→ Provided data
<<<<

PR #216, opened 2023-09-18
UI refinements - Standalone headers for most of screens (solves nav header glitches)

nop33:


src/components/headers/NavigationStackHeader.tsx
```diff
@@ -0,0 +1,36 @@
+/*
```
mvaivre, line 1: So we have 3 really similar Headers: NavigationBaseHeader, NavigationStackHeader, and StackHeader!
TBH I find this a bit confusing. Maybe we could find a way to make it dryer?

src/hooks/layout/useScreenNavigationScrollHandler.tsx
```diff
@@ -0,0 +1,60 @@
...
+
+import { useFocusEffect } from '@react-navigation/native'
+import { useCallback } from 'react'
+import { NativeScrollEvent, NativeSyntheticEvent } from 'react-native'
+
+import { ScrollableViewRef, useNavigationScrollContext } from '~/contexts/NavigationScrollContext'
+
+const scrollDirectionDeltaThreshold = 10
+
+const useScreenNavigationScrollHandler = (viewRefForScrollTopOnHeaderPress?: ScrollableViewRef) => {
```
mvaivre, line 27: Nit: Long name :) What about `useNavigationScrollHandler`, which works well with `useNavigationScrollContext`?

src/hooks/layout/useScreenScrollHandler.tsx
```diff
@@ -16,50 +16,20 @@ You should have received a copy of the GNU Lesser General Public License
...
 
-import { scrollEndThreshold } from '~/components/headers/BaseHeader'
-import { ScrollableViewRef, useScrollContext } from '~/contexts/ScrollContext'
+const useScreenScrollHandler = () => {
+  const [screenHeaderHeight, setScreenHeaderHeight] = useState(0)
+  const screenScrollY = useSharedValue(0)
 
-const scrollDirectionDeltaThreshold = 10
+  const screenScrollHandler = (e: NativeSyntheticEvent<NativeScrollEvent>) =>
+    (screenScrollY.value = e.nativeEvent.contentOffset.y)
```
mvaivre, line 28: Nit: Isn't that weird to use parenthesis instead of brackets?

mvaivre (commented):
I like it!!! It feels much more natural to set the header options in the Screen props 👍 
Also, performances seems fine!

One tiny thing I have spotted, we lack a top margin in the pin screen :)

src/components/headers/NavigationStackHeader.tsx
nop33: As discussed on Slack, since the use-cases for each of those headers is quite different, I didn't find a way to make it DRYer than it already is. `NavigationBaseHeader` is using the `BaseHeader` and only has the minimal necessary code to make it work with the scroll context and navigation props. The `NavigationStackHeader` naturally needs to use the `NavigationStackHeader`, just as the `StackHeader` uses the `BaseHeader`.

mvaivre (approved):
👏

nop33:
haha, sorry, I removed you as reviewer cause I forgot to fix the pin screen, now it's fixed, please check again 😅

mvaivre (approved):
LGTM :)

>>>>
<<<<

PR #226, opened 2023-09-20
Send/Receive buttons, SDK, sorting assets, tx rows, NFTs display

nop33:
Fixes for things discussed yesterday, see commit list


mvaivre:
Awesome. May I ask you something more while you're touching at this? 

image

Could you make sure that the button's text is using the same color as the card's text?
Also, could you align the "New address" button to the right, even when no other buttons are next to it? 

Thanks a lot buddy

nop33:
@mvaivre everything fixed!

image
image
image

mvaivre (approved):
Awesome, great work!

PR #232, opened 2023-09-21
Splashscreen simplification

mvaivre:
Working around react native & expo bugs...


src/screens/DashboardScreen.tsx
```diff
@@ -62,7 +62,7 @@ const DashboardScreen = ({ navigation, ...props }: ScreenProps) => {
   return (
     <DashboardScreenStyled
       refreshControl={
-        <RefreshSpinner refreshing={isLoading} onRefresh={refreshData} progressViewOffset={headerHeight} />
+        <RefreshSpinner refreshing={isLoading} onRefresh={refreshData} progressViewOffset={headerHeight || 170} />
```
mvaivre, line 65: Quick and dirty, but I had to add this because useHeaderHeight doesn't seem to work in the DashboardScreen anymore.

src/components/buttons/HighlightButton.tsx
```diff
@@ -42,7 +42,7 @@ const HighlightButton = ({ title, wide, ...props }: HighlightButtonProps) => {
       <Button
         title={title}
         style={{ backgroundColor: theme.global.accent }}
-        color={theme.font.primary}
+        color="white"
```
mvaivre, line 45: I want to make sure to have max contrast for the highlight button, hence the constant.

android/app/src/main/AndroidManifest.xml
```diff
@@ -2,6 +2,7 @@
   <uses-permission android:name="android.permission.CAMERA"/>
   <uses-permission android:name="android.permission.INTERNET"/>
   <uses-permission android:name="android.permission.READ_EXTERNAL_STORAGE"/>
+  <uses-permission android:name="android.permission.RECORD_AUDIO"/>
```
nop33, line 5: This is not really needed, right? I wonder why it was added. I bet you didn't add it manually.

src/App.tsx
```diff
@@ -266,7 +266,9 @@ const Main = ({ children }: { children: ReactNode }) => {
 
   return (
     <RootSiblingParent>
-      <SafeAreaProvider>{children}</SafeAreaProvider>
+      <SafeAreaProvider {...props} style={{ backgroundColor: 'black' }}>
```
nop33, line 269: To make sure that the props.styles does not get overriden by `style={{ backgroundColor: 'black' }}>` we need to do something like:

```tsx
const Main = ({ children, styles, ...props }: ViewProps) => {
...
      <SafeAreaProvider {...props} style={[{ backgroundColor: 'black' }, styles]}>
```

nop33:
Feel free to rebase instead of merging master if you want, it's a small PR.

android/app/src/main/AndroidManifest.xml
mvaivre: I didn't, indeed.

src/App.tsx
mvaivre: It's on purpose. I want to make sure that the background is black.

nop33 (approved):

>>>>
<<<<

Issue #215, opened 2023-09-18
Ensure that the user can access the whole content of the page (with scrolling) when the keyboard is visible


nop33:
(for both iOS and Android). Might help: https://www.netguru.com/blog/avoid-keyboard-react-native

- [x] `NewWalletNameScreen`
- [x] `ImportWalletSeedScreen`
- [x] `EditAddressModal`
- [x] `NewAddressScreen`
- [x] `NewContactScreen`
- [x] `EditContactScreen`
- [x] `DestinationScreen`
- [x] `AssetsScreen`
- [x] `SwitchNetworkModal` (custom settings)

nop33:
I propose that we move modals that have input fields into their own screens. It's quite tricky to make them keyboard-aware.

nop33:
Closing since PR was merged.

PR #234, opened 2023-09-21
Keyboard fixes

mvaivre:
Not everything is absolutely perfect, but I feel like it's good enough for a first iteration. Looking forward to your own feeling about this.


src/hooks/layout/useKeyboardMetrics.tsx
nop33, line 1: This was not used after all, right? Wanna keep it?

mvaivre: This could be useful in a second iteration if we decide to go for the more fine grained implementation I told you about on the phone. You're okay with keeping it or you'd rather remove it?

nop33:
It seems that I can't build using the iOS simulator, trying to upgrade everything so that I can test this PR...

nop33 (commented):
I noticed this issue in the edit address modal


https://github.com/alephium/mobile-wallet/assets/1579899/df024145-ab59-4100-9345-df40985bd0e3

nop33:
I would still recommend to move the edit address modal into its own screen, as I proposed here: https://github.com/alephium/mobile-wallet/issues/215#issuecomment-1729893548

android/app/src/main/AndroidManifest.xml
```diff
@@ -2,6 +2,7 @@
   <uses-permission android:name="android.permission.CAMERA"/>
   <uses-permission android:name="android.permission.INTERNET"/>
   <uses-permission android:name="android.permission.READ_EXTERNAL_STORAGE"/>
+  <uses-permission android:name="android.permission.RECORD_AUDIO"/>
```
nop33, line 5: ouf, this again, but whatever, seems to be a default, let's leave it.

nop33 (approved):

>>>>

→ Problem
Taking the material above, report how many of its lines contain the word "styles". Add nothing else.

→ Completed exercise
3